Damit offenbart sich mit einem Schlag die entscheidende Schwäche der nigerianischen Oppositionsbewegung. Formale Forderungen reichen nicht aus - die Rückkehr zu 1993 scheidet aus, auch Kriterien für die Abhaltung von Wahlen und für die Bildung einer verfassungsgebenden Versammlung sind unzureichend. Was fehlt, ist ein Plan, wie die Macht des Militärs entscheidend begrenzt und seine Rolle grundlegend verändert werden kann.
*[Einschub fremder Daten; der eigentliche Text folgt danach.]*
PR #1002, opened 2025-10-27
Drop src/torchcodec/_core/ when including headers from _core

dvrogozh:
Follow up for https://github.com/meta-pytorch/torchcodec/pull/938#issuecomment-3450972100.

To facilitate development of out-of-tree torchcodec features (such as non-cuda gpu plugins) we need to make torchcodec headers includable by 3rd party projects. This means dropping `src/torchcodec/_core/` prefix when torchcodec self-includes headers.

CC: @scotts @NicolasHug

### DIFF
--- a/packaging/build_ffmpeg.bat
+++ b/packaging/build_ffmpeg.bat
@@ -1,3 +1,9 @@
+:: Copyright (c) Meta Platforms, Inc. and affiliates.
+:: All rights reserved.
+::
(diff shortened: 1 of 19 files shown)


dvrogozh:
Ah, I forgot to run lint locally. Sorry for that and thank you for the fix @NicolasHug.

NicolasHug (approved):
Thanks @dvrogozh !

Dazu gehört eine Dezentralisierung der Macht; eine Öffnung der Akten und Aufklärung der Verbrechen von Militärregierung, Armee, Polizei und Geheimdienst; eine Alternative zur Öl-Ökonomie, auf die sich die Macht des Militärstaats gründet. Dazu gehört auch der Bruch mit einer besonders unseligen nigerianischen Tradition: der "entpolitisierten" Armee, deren Mitglieder keiner Partei angehören und keine zivilen politischen Ämter bekleiden dürfen. (Genau so hatte sich die Reichswehr in der Weimarer Republik ja auch begriffen.) Dazu gehört auch, einen anderen Politikbegriff populär zu machen als den herrschenden, wonach Politik darin besteht, gegen die "Korruption" die richtige Ordnung mit den Männern herstellen zu wollen. Auf diese Vorstellung beruft sich das Militär jedesmal, wenn es putscht oder die Übergabe an eine Zivilregierung hinausschiebt; diese Vorstellung wird aber auch von der Opposition bedient, die sich jahrelang darauf konzentrierte, die "richtige" Ordnung von 1993 mit dem "integren" Abiola herzustellen. Es geht aber nicht darum, irgendeine Ordnung herzustellen, sondern darum, die Spielräume für die Menschen zu erweitern und dafür Stimmung und Bewegung zu fördern.

Moshood Abiola war ein Mann mit vielen Gesichtern. Er war Multimillionär, ehemaliger ITT-Manager, Finanzkapitalist, Zeitungszar, Vater von angeblich 65 Kindern. Seine Millionen unterstützten Yoweri Museveni dabei, mit seiner Befreiungsarmee 1986 die Diktatur in Uganda zu beenden. Er war lange Zeit ein enger Freund von General Babangida, bevor die Wahl von 1993 den Machtkampf hervorrief. Ob Abiola die Herrschaft des Militärs im Hintergrund beendet hätte, weiß niemand. Es gibt auch keine Einzelperson, die das könnte. Dies könnte nur eine Bewegung, die den überwältigen Wunsch nach Normalität und Sicherheit mit der Aufklärung darüber verbindet, daß eine solche Normalität ohne zielgerichtete, hartnäckige Umgestaltung von unten nicht zu haben ist.